Pasalnya, kata Nasir, hal itu merupakan kejahatan serius yang bisa mengancam nyawa, khususnya pengguna kendaraan bermotor yang menggunakan oli palsu.
“Tidak ada alasan yang dapat membiarkan peredaran oli palsu, termasuk pabrik pembuatnya, karena dapat merenggut nyawa manusia,” kata Nasir Djamil, Senin (10/6/2024).
“Kenapa bisa begitu, karena ketika masyarakat menggunakan oli palsu, hal itu dapat membuat kendaraannya tiba-tiba rusak dalam perjalanan dan bisa terjadi keecelakaan,” sambung Nasir.
Politisi PKS ini menjelaskan, keberadaan oli palsu bisa disamakan dengan bisnis narkoba. Karena selain mengancam nyawa dan jadi bisnis yang mengasilkan keuntungan besar, ternyata juga kerap dibackingi orang-orang “kuat”.
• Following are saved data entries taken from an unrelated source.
PR #5100, opened 2017-02-01
Update MeModule settings to use DropdownModule

beckyvb:
Updates MeModule settings to use DropdownModule to make it configurable and sortable.

Also:
* Removes sprites from the dropdown menu.
* Adds the ability to add a list item CSS class to an item.
* Updates MarkAllViewed's way of adding an item to the menu.
* Adds the ability to add a url for the dropdown trigger.

Other than removing the sprites, this update does not affect the markup of the MeModule menu and should not affect any themes.

PR #5198, opened 2017-02-16
Add overrideAll to Vanilla\Permissions

### LINKED ISSUE #5162: Add get/setOverrideAll() to Vanilla\Permissions
The Vanilla\Permissions class should be able to handle all user permissions. We're almost there except for overrides from Admin, Deleted, and Banned.

- [x] Add a property overrideAll with get/set methods. It should be bool|null.
- [x] If null it does nothing to permission checks.
- [x] If true all permission checks return true. If false all permission checks return false.
- [x] Integrate into Gdn_Session with permission checks.

This sub-property won't cache or serialize at this point since it's tied to the user, but plugins that modify permissions will be able to use it.

initvector:
This update adds the ability to universally override permissions in `Vanilla\Permissions`. This ability to override the result of permission checks has been added to `Gdn_Session`. Banned or deleted users will always return `false`. Admin users will always return `true`.

More details available in the original issue.

Closes #5162

### DIFF
--- a/library/Vanilla/Permissions.php
+++ b/library/Vanilla/Permissions.php
@@ -12,6 +12,12 @@ namespace Vanilla;
  * @package Vanilla
  */
 class Permissions {
+
+    /**
+     * @var bool|null The result of all permission checks can be overridden based on this value.
+     */
+    private $overrideAll = null;
+
     /**
      * Global permissions are stored as numerical indexes.
      * Per-ID permissions are stored as associative keys. The key is the permission name and the values are the IDs.
@@ -94,6 +100,15 @@ class Permissions {
     }
 
     /**
+     * Get the flag to determine if all permission checks are being overridden.
+     *
+     * @return bool|null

“Jadi baik pengedar dan produsen oli palsu serta orang yang membackingi harus diberantas tanpa pandang bulu. Seperti halnya memberantas narkoba,” pungkasnya.
Sebagaimana diberitakan sebelumnya, Polda Banten menangkap pemilik gudang produksi oli palsu skala rumahan di sebuah ruko kawasan Panongan dan Citra Raya. Namun hal ini dinilai belum memenuhi rasa keadilan.
Pasalnya, pabrik oli palsu skala besar da beromset ratusan miliar masih bebas beroperasi di wilayah Tangerang
Foto : ilustrasi unjuk rasa oli palsu . (foto : ist)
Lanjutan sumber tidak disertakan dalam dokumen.